A Blizzard On Marblehead Neck

Tony Kushner and Jeanine Tesori’s thought-provoking one-act opera about the contentious marriage of Eugene O’Neill and Carlotta Monterey debuts at the Glimmeglass Festival.

Patricia Schuman and David Pittsinger
in A Blizzard On Marblehead Neck
(© Julieta Cervantes)
Patricia Schuman and David Pittsinger
in A Blizzard On Marblehead Neck
(© Julieta Cervantes)

Tony Kushner has long shown a fascination with exploring complex relationships in his work, and the trend continues with his thought-provoking 40-minute opera,
A Blizzard On Marblehead Neck, which is now premiering at the Glimmeglass Festival in Cooperstown, New York in a double bill with John Musto and Mark Campbell’s Later the Same Evening.


The work, which reunites Kushner with his Caroline or Change collaborator Jeanine Tesori, is a sharply observed glimpse into the tempestuous marriage of the playwright Eugene O’Neill (David Pittsinger, alternately pitiable and noble) and his last wife, Carlotta Monterey (Patricia Schuman, often shrewish yet oddly sympathetic).

Inspired by a real-life 1951 incident between the couple, the piece — smartly directed by Francesca Zambello — opens with the couple in the midst of a blistering argument about O’Neill’s desire to keep the heat turned low in their freezing Massachusetts home as a blizzard rages outside. Also grounds for contention are O’Neill’s playing of a jaunty 1920s-sounding record (which sounds like a tune Tesori might have penned for Thoroughly Modern Millie).

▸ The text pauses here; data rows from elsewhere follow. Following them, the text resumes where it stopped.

PR #489, opened 2022-12-26
fix alerts macros redshift bug

IDoneShaveIt:


elementary/monitor/dbt_project/macros/alerts/get_model_alerts.sql
```diff
@@ -27,37 +27,43 @@
...
+                alerts_in_time_limit.status,
+                alerts_in_time_limit.full_refresh,
+                {# backwards compatibility #}
+                case
+                    when alerts_in_time_limit.suppression_status is NULL and alerts_in_time_limit.alert_sent = TRUE then 'sent'
+                    when alerts_in_time_limit.suppression_status is NULL and alerts_in_time_limit.alert_sent = FALSE then 'pending'
+                    else suppression_status
+                end as suppression_status,
+                case 
+                    when alerts_in_time_limit.sent_at is NULL then '1970-01-01 00:00:00'
```
elongl, line 55: Why not keep it at `NULL`?
I don't see any reason we'd use the UNIX timestamp here.

elementary/monitor/dbt_project/models/alerts/alerts.sql
```diff
@@ -33,7 +33,7 @@ select
     *,
     false as alert_sent,  {# backwards compatibility #}
```
elongl, line 34: I don't think this is needed.
If we'd remove it, it'll default to `NULL` which is okay.

(Same for all alert tables)

IDoneShaveIt: The problem is that because we have backwards compatibility, we check the content of the column so we could set the relevant suppression status for old alerts.
So if we'll remove the column, new users won't have it in their tables and we will get an SQL error for trying to read an not existing column.

So if we need to keep this column for backwards compatibility, lets keep the alert_sent with relevant data instead of nulls 🙂

elementary/monitor/dbt_project/macros/alerts/get_model_alerts.sql
IDoneShaveIt: Yeah You are right, this is a leftover from when I developed the feature and didn't handle yet NULL values 🙂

The home’s temperature may be arctic, but the couple’s confrontation quickly heats up, as Carlotta taunts O’Neill about his recent artistic failures — most notably, lacing into him about the length and repetitiveness of The Iceman Cometh — and he, in turn, attacks her spending habits. Despite the ugliness of their words and actions, one still senses the pair’s deep commitment.

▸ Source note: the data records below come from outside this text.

PR #492, opened 2022-12-27
Fix duplicate rows bug

IDoneShaveIt:
Handle tests with dynamic sub_type + column bug - show duplicates rows for the same test on the UI test screens


elementary/monitor/api/tests/tests.py
```diff
@@ -41,16 +41,6 @@ def __init__(self, dbt_runner: DbtRunner):
         super().__init__(dbt_runner)
         self.invocations_api = InvocationsAPI(dbt_runner)
 
-    @staticmethod
-    def get_test_sub_type_unique_id(
```
IDoneShaveIt, line 45: Moved into current_tests_run_results_query macro to simplify it and having one place that generates the `test_sub_type_unique_id`

elementary/monitor/dbt_project/macros/base_queries/current_tests_run_results_query.sql
```diff
@@ -245,6 +257,16 @@
     
     select
         test_results.id,
+        {#
```
IDoneShaveIt, line 260: Moved `test_sub_type_unique_id` into the query and added support for the use cases of `schema changes` and `dimension anomalies`

elementary/monitor/dbt_project/macros/base_queries/current_tests_run_results_query.sql
```diff
@@ -186,6 +188,16 @@
 
     select
         test_results.id,
+        {#
```
IDoneShaveIt, line 191: Moved `test_sub_type_unique_id` into the query and added support for the use cases of `schema changes` and `dimension anomalies`

elementary/monitor/api/tests/tests.py
```diff
@@ -202,7 +195,15 @@ def get_test_results(
             test_results_metadata = self.get_tests_metadata(days_back=days_back)
 
         tests_sample_data = self.get_run_cache(TESTS_SAMPLE_DATA)
-        if tests_sample_data is None:
+        if invocation.invocation_id:
```
IDoneShaveIt, line 198: Get only tests samples for the filtered invocation and not all the latest test runs (improve report performances)

elementary/monitor/dbt_project/macros/get_test_results.sql
```diff
@@ -1,24 +1,46 @@
...
+            )
+            where row_number = 1
         ),
 
         latest_tests_in_the_last_chosen_days as (
-            select * from tests_in_last_chosen_days where row_number = 1
+            select 
+                tests.*,
+                {{ elementary.datediff(elementary.cast_as_timestamp('tests.detected_at'), elementary.current_timestamp(), 'day') }} as days_diff
+            from test_results tests
```
oravi, line 29: why do you need an alias here?

elementary/monitor/dbt_project/macros/get_test_results.sql
```diff
@@ -1,24 +1,46 @@
...
-        tests_in_last_chosen_days as (
-            select *,
-                  {{ elementary.datediff(elementary.cast_as_timestamp('detected_at'), elementary.current_timestamp(), 'day') }} as days_diff,
-                  row_number() over (partition by model_unique_id, test_unique_id, column_name, test_sub_type order by detected_at desc) as row_number
+        test_latest_invocations as (
+            select 
+                test_unique_id,
+                invocation_id
+            from (
+                select
```
oravi, line 16: Why is it a sub query and not a CTE?

tests/integration/report/test_report.py
```diff
@@ -62,6 +62,297 @@ def test_sidebar(report_data_fixture):
...
 
+def test_duplicate_rows_for_latest_run_status(report_data_fixture):
+    report_data = get_report_data()
+    # e2e contains 2 failed dimension tests and 1 passed
+    assert_test_counter(
+        report_data=report_data,
+        test_type="anomaly_detection",
+        name="dimension_anomalies",
+        status="fail",
+        expected_ammount=2,
```
oravi, line 73: Let's change the counter to be more around validating the test sub types (for each sub type we should validate exactly one row)

elementary/monitor/api/tests/tests.py
```diff
@@ -149,18 +140,19 @@ def get_test_info_from_test_metadata(
...
-                test_params=try_load_json(metadata.test_params),
+                test_params=metadata.test_params,
             )
         else:
             configuration = dict(
                 test_name=metadata.test_name,
-                timestamp_column=test_params.get("timestamp_column"),
-                testing_timeframe=test_params.get("timeframe"),
-                anomaly_threshold=test_params.get("sensitivity"),
+                timestamp_column=metadata.test_params.get("timestamp_column"),
```
oravi, line 148: Are you sure metadata.test_params exists / not null?

elementary/monitor/dbt_project/macros/base_queries/current_tests_run_results_query.sql
```diff
@@ -26,248 +12,57 @@
...
+        elementary_test_results.id,
+        {#
+            Due to inconsistency test sub type and column name in some of elementary's tests
+            we need to calculate different test sub type unique id which is used to identify between different tests.
+        #}
+        case
+            when elementary_test_results.test_type = 'schema_change' then elementary_test_results.test_unique_id
+            {# In old versions of elementary, elementary_test_results doesn't contain test_short_name, so we use dbt_test short_name. #}
+            when dbt_tests.short_name = 'dimension_anomalies' then elementary_test_results.test_unique_id
+            else coalesce(elementary_test_results.test_unique_id, 'None') || '.' || coalesce(elementary_test_results.test_sub_type, 'None')
```
oravi, line 33: if it's a dbt test we should use the test_unique_id, no?

elementary/monitor/api/tests/tests.py
IDoneShaveIt: Yeah because by default we set it to `{}` if its empty (on the pydantic schema)

elementary/monitor/dbt_project/macros/base_queries/current_tests_run_results_query.sql
IDoneShaveIt: The subtype of dbt test is always the same + each test is mapped to exactly one elementary_test_results, so it is fine to use the `test_unique_id` + `test_sub_type` for tests that aren't ours.
One key generation logic to rule them all!
(It is simpler and better IMO)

As the work progresses, Kushner’s predilection for adding fantasy elements comes into play: After O’Neill storms out of the house, Carlotta has an imagined conversation with the writer Mary McCarthy (Stephanie Foley Davis), lambasting the critic for misunderstanding O’Neill (and spilling the beans of the existence of Long Day’s Journey Into Night); meanwhile, as he wanders in the snow, O’Neill is visited by the record’s singer (a lovely Lindsay Russell), who urges him into death. Comparisons to scenes in Angels in America are probably inescapable.

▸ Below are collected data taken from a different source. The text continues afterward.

PR #498, opened 2022-12-29
Alerts filters

IDoneShaveIt:
Support filtering alerts using --select argument.
In case project dir is provided, we use dbt ls command to filter the nodes.
Otherwise we support manual filtering over tag / owner / model


elementary/monitor/cli.py
```diff
@@ -123,6 +123,22 @@ def decorator(func):
...
         )(func)
+        func = click.option(
+            "--project-profile-target",
+            type=str,
+            default=None,
+            help="Which target to load for the given profile. "
+            "If specified, the target will be used for your dbt project."
+            "Else, the --profile-target will be used.",
+        )(func)
+        func = click.option(
```
haritamar, line 134: I don't think it's critical for now but I wonder if people will expect multiple selectors to work as well.
Can be added to a future version if needed though.

elementary/monitor/data_monitoring/data_monitoring_alerts.py
```diff
@@ -30,17 +32,64 @@ def __init__(
...
+            self.elementary_database_and_schema,
         )
         self.sent_alert_count = 0
         self.send_test_message_on_success = send_test_message_on_success
 
+    def _parse_filter(
+        self, filter: Optional[str] = None
+    ) -> Optional[DataMonitoringAlertsFilter]:
+        if filter:
+            if self.user_dbt_runner:
```
haritamar, line 56: You still need to handle the owner selector in this case as well, no?
As it's not a supported dbt one

elementary/monitor/data_monitoring/data_monitoring_alerts.py
```diff
@@ -30,17 +32,64 @@ def __init__(
...
+                self.tracking.set_env("select_method", "dbt selector")
+                selector_api = SelectorAPI(self.user_dbt_runner)
+                node_names = selector_api.get_selector_results(selector=filter)
+                return DataMonitoringAlertsFilter(node_names=node_names)
+
+            else:
+                data_monitoring_filter = DataMonitoringAlertsFilter()
+                tag_regex = re.compile(r"tag:.*")
+                owner_regex = re.compile(r"owner:.*")
+                model_regex = re.compile(r"model:.*")
```
haritamar, line 66: Mentioning here as well - when selecting models in dbt you don't prefix with `model:`
So it's inconsistent with the dbt project mode (and how people are used to selectors)

So I think it would also make sense to support `edr monitor -s customers` rather than `edr monitor -s model:customers`

elementary/clients/dbt/dbt_runner.py
```diff
@@ -172,3 +173,29 @@ def _get_command_env(self):
...
+                and try_load_json(command_outputs[0])
+                and try_load_json(command_outputs[1])
+            ):
+                logger.warning(
+                    f"The selection criterion '{select}' does not match any nodes"
+                )
+                return []
+            # When nodes are matched, ls command returns strings of the node names.
+            else:
+                return command_outputs
```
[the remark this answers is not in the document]
IDoneShaveIt: If nodes are matched, the output of dbt will be:
"node1\nnode2\n"
So I don't see why we should return it like that as well.

When there are no nodes the output is always the same and our warning explains the same thing so it is redundant and will never be used IMO.

WDYT?

elementary/monitor/cli.py
IDoneShaveIt: I think that dbt supports only a single selector (when passing more then one it uses the latest one), so I think that we should see the usage of it and wait for users' requests 🙂

elementary/monitor/data_monitoring/data_monitoring_alerts.py
IDoneShaveIt: @elongl showed me a very cool trick that works for dbt selector:
`dbt ls -s config.meta.owner:idan`

We decided that for now we will only document the non dbt project path, and if a user will ask for advance selector we will refer him to the dbt selector and will explain how to use it 🙂

elementary/clients/dbt/dbt_runner.py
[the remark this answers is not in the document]
haritamar: I mean something else :)
It's good that you split the rows, but I don't get why you call `try_load_json` and then return the non-json loaded values - why not return the output of `try_load_json`?

elementary/monitor/cli.py
haritamar: They support multiple:
image

But again - I don't see it as critical for now.

IDoneShaveIt: Oh I was thinking about providing multiple tags / owners.
I think it could be step 2

elementary/monitor/data_monitoring/data_monitoring_alerts.py
haritamar: So that's cool, but I still don't like that the interfaces for dbt project and non-dbt project are not the same. It means that things will break if you move to the dbt project mode.

So in my mind either you:
1. Support `owner:` in both.
2. Change the interface of the second to be: `config.meta.owner:`

elementary/clients/dbt/dbt_runner.py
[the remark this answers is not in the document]
IDoneShaveIt: Because I only use `try_load_json` to understand that I have no nodes matches.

Tesori’s music (which she is conducting at most performances) nicely complements the libretto. But it’s the images (notably Erhard Rom’s evocative blizzard), the words, and, above all, the characters of O’Neill and Carlotta that linger after the curtain comes down.

Kyle Albertson and Andrea Arias Martin
in Later the Same Evening
(© Julieta Cervantes)
Kyle Albertson and Andrea Arias Martin
in Later the Same Evening
(© Julieta Cervantes)

Conversely, Later the Same Evening lasts twice as long and is perhaps more pleasurable to listen to thanks to Musto’s lovely score, and yet the piece evaporates from memory much sooner. While the concept — intertwining characters from five unrelated Edward Hopper paintings to create a portrait of one night in New York City in 1932 — is undeniably clever, the miniature nature of the work ultimately makes the opera feel slightly insubstantial.


The characters end up being more archetypes than three-dimensional people, from Elaine and Gus O’Neill, the slightly dissatisfied married couple who open the piece (Andrea Arias Martin and Kyle Albertson) to Ruth, the aspiring actress who gives up on her dreams a moment too soon and flees back to Indiana (Lauren Snouffer) to Thelma, the single theater usher (Carin Gilfry) who may have unexpectedly found a suitor in Ruth’s ditched boyfriend, Joe (John Boehr).


Somewhat more interesting, if still somewhat underdeveloped, are Estelle Oglethorpe (Patricia Schuman), a middle-aged widow who is willing to take a chance on an unlikely romance with a charming piano salesman, Ronaldo Cabral (Jake Gardner), and Jimmy O’Keefe (Andrew Stenson), a young professor who is enchanted by New York. (Jimmy does seem, however, that he should be gay, but, at one point grasps Elaine’s hands and asks her out for a drink.)


Most of the characters come together inside a Broadway theater for a performance of a fictional musical called Tell Me Tomorrow, and the practically wordless sequence in which we watch them watch the show is almost worth the price of admission.